* **TASK REQUIREMENTS**
Beneath this task are records; state how many of their lines hold the word "Adds", and nothing else.

Stored items
PR #3418, opened 2022-05-10
feat: Queue package manager commands

SychO9:
Sorry for the one single massive commit, had to import changes from before monorepo migration.

* Adds option to queue the commands in the background.
* Adds UI to view queued commands.

**Screenshot**

**Necessity**

**Confirmed**

Controller communicating with a dispatcher object which chooses wether to run the command synchronously or asynchronously


extensions/subscriptions/src/Listener/SendNotificationWhenReplyIsPosted.php
```diff
@@ -27,6 +27,12 @@ public function __construct(Queue $queue)
 
     public function handle(Posted $event)
     {
+        $discussion = $event->post->discussion;
+
+        /** @var \Psr\Log\LoggerInterface $log */
+        $log = resolve('log');
+        $log->info("running subscriptions send notification when reply is posted listener. last_post_number: $discussion->last_post_number");
+
```
imorland, line 35: Hey @SychO9 just noticed this whilst looking at a seperate issue.

I'm not so sure we'd really want this output to the log, was this perhaps an accidental inclustion from some debugging or something?

SychO9: oh nice catch, that was for debugging in a different PR, it somehow slipped in while rebasing 🤔.

PR #3420, opened 2022-05-12
fix(regression): PostStreamState loadCount static member

SychO9:
Calls the static member directly.


davwheat (approved):

askvortsov1:
I think the problem is that `this` isn't bound. Can we call .bind(this) in lines 70 and 71 to solve this without compromising extensibility?

askvortsov1 (approved):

* **REPLY**
2